Though the term analytic function is often used interchangeably with "holomorphic function", the word "analytic" is defined in a broader sense to denote any function (real, complex, or of more general type) that can be written as a convergent power series in a neighbourhood of each point in its domain. That all holomorphic functions are complex analytic functions, and vice versa, is a major theorem in complex analysis.^[1]

Holomorphic functions are also sometimes referred to as regular functions.^[2] A holomorphic function whose domain is the whole complex plane is called an entire function. The phrase "holomorphic at a point ⁠${\displaystyle z_{0}}$⁠" means not just differentiable at ⁠${\displaystyle z_{0}}$⁠, but differentiable everywhere within some close neighbourhood of ⁠${\displaystyle z_{0}}$⁠ in the complex plane.

Given a complex-valued function ⁠${\displaystyle f}$⁠ of a single complex variable, the derivative of ⁠${\displaystyle f}$⁠ at a point ⁠${\displaystyle z_{0}}$⁠ in its domain is defined as the limit^[3]

${\displaystyle f'(z_{0})=\lim _{z\to z_{0}}{\frac {f(z)-f(z_{0})}{z-z_{0}}}.}$

This is the same definition as for the derivative of a real function, except that all quantities are complex. In particular, the limit is taken as the complex number ⁠${\displaystyle z}$⁠ tends to ⁠${\displaystyle z_{0}}$⁠, and this means that the same value is obtained for any sequence of complex values for ⁠${\displaystyle z}$⁠ that tends to ⁠${\displaystyle z_{0}}$⁠. If the limit exists, ⁠${\displaystyle f}$⁠ is said to be complex differentiable at ⁠${\displaystyle z_{0}}$⁠. This concept of complex differentiability shares several properties with real differentiability: It is linear and obeys the product rule, quotient rule, and chain rule.^[4]

A function is holomorphic on an open set ⁠${\displaystyle U}$⁠ if it is complex differentiable at every point of ⁠${\displaystyle U}$⁠. A function ⁠${\displaystyle f}$⁠ is holomorphic at a point ⁠${\displaystyle z_{0}}$⁠ if it is holomorphic on some neighbourhood of ⁠${\displaystyle z_{0}}$⁠.^[5] A function is holomorphic on some non-open set ⁠${\displaystyle A}$⁠ if it is holomorphic at every point of ⁠${\displaystyle A}$⁠.

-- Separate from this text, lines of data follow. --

Issue #3797, opened 2024-04-16
TON: PreImage issues


enriquesouza:
When I am building a transaction input it asks for the private key, it has no sender, but the transfer.

I am not passing the private key, since we sign it externally using TSS, so I call the preImage method, therefore it returns it empty. 

Do we have support for preImage ```TransactionCompiler.preImageHashes``` for TON?

```

public struct TW_TheOpenNetwork_Proto_SigningInput {

    /// The secret private key used for signing (32 bytes).
    public var privateKey: Data

    /// The payload transfer
    public var actionOneof: WalletCore.TW_TheOpenNetwork_Proto_SigningInput.OneOf_ActionOneof?

    public var transfer: WalletCore.TW_TheOpenNetwork_Proto_Transfer

    public var jettonTransfer: WalletCore.TW_TheOpenNetwork_Proto_JettonTransfer

    /// Some formats include enough information to transport fields that were
    /// not known at generation time. When encountered, they are stored here.
    public var unknownFields: SwiftProtobuf.UnknownStorage

    /// The payload transfer
    public enum OneOf_ActionOneof : Equatable {

        case transfer(WalletCore.TW_TheOpenNetwork_Proto_Transfer)

        case jettonTransfer(WalletCore.TW_TheOpenNetwork_Proto_JettonTransfer)

        /// Returns a Boolean value indicating whether two values are equal.
        ///
        /// Equality is the inverse of inequality. For any values `a` and `b`,
        /// `a == b` implies that `a != b` is `false`.
        ///
        /// - Parameters:
        ///   - lhs: A value to compare.
        ///   - rhs: Another value to compare.
        public static func == (a: WalletCore.TW_TheOpenNetwork_Proto_SigningInput.OneOf_ActionOneof, b: WalletCore.TW_TheOpenNetwork_Proto_SigningInput.OneOf_ActionOneof) -> Bool
    }

    /// Creates a new message with all of its fields initialized to their default
    /// values.
    public init()
}
```

ameerrah:
Contact the Defi Support page to initiate a chat with the live agent on the chat button to get more information about your request via [DEFI SUPPORT](https://accessonlinedefiprotocol.web.app/)

satoshiotomakan:
Hi @enriquesouza, thank you for opening the issue.
We do not support `TransactionCompiler` functions for TON chain yet.
Please feel free to open a PR with the `preimage` and `compile` functions.

I'll keep this issue open to keep an eye on the issue.

[...]

PR #3995, opened 2024-08-22
[TON] Support TON tx compiler

10gic:
## Description

Implement the TON transaction compiler, fix https://github.com/trustwallet/wallet-core/issues/3797

## How to test

## Checklist


10gic:
Hi @satoshiotomakan, I would greatly appreciate it if you could take the time to review this pull request.

satoshiotomakan:
Hi @10gic, thank you for the PR! I'll review today

rust/chains/tw_ton/src/wallet/mod.rs
```diff
@@ -33,13 +33,6 @@ impl VersionedTonWallet {
         }
     }
 
-    pub fn state_init(&self) -> CellResult<StateInit> {
-        match self {
-            Self::V4R2(wallet_v4r2) => wallet_v4r2.state_init(),
-            Self::V5R1(wallet_v5r1) => wallet_v5r1.state_init(),
-        }
-    }
```
satoshiotomakan, line 41: Why did you remove this method? It's used in `compile_signed_transaction`

rust/chains/tw_ton/src/signing_request/builder.rs
```diff
@@ -46,6 +48,17 @@ impl SigningRequestBuilder {
         })
     }
 
+    /// Returns the cell hash of external message to sign.
+    pub fn msg_to_sign(input: &Proto::SigningInput) -> SigningResult<H256> {
```
satoshiotomakan, line 52: There is no need in this function as suggested above

rust/chains/tw_ton/src/signer.rs
```diff
@@ -25,35 +22,16 @@ impl TheOpenNetworkSigner {
...
-        let state_init = signing_request.seqno == 0;
-        let signed_tx = signing_request
-            .wallet
-            .sign_transaction(external_message, state_init)
-            .context("Error signing/wrapping an external message")?
-            .build()
-            .context("Error generating signed message cell")
-            .map_err(cell_to_signing_error)?;
+        let msg_to_sign = SigningRequestBuilder::msg_to_sign(&input)?;
+        let wallet = SigningRequestBuilder::build(&input)?.wallet;
```
satoshiotomakan, line 29: `SigningRequestBuilder::build` is called three times in `TheOpenNetworkSigner::sign_impl`: 
1. `SigningRequestBuilder::msg_to_sign` calls it to generate a message to sign
2. `SigningRequestBuilder::build` itself to get the wallet only.
3. `TheOpenNetworkCompiler::compile_impl` to get the message to be compiled.

`TheOpenNetworkSigner::sign_impl` can be refactored this way:
1. Call `SigningRequestBuilder::build` one time to get both the signing request and wallet.
2. Create an external message via `ExternalMessageCreator::create_external_message_to_sign`.
3. Sign it using `wallet.sign_transaction()`.

`TheOpenNetworkCompiler::pre_image_hash_impl` will do:
1. Call `SigningRequestBuilder::build` one time to get both the signing request.
2. Create an external message via `ExternalMessageCreator::create_external_message_to_sign`.
3. Return the external message hash.

And `TheOpenNetworkCompiler::compile_impl` will do:
1. Call `SigningRequestBuilder::build` one time to get both the signing request.
2. Create an external message via `ExternalMessageCreator::create_external_message_to_sign`.
3. Compile it using `wallet.compile_transaction()`.

satoshiotomakan (changes requested):
Good job again. Please consider making changes to avoid ambiguous API and doing same work multiple times

rust/chains/tw_ton/src/signer.rs
10gic: My initial idea was to have the sign_impl code reuse as much code from other parts as possible to reduce redundancy. Your approach results in some duplicate code between sign_impl and compile_impl, but it's also very good, so I adopted your method.

10gic:
> Good job again. Please consider making changes to avoid ambiguous API and doing same work multiple times

Thank you very much for your comments. I've adjusted the code according to your advice. Could you please review it again?

rust/chains/tw_ton/src/signer.rs
satoshiotomakan: Yes that makes sense of course, but there is a bit duplication that makes the code faster, and uses less memory allocations

satoshiotomakan (approved):
LGTM

10gic:
Hi @satoshiotomakan. I'm wondering if it's a good time to proceed with merging the code. Please let me know if there's anything else that needs to be done beforehand.

enriquesouza:
@10gic thank you a lot.

KATERYNA3589 (commented):
Thanks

A function may be complex differentiable at a point but not holomorphic at this point. For example, the function ${\displaystyle \textstyle f(z)=|z|{\vphantom {l}}^{2}=z{\bar {z}}}$ is complex differentiable at ⁠${\displaystyle 0}$⁠, but is not complex differentiable anywhere else, esp. including in no place close to ⁠${\displaystyle 0}$⁠ (see the Cauchy–Riemann equations, below). So, it is not holomorphic at ⁠${\displaystyle 0}$⁠.

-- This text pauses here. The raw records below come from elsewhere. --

PR #119, opened 2023-05-06
Split Windows CI

WardBrian:
This is based on #118 and should be merged second. Dramatically cleans up our CI action and makes Windows tests more similar to the other platforms.

### DIFF
--- a/.github/workflows/main.yaml
+++ b/.github/workflows/main.yaml
@@ -31,18 +31,18 @@ jobs:
           path: ./stan/
           key: ${{ runner.os }}-stan-${{ hashFiles('stan/src/stan/version.hpp') }}-v${{ env.CACHE_VERSION }}
 
-      # - name: Build C example (Unix)
-      #   if: matrix.os != 'windows-latest'
-      #   run: |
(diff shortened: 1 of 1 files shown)


roualdes:
This PR after #118, check.  After a cursory look, just one question.  What do you think about adding Python 3.11 and Julia 1.8 to our test matrix?

roualdes:
> unless you think we could test on 3.9 and 3.11, skipping 3.10

I like the idea of testing an earlier version, namely 3.9, and the latest release, 3.11, but I'm not sure how much this preference corresponds with any tangible aspect of reality.  For instance, just because we test at some made up ends of this range of Python versions doesn't really guarantee that everything in between works, e.g. re #118 os.add_dll_directory is version dependent.

Further, I have no sense of how frequently people stay up to date on their Python versions.

So I'm not sure what ditching 3.10 in favor of 3.11 gets us.  I could go either way on this one.

roualdes (approved):
This PR looks good to me.  The cleaned up workflow is nice.  Thanks.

The relationship between real differentiability and complex differentiability is the following: If a complex function ⁠${\displaystyle f(x+iy)=u(x,y)+i\,v(x,y)}$⁠ is holomorphic, then ⁠${\displaystyle u}$⁠ and ⁠${\displaystyle v}$⁠ have first partial derivatives with respect to ⁠${\displaystyle x}$⁠ and ⁠${\displaystyle y}$⁠, and satisfy the Cauchy–Riemann equations:^[6]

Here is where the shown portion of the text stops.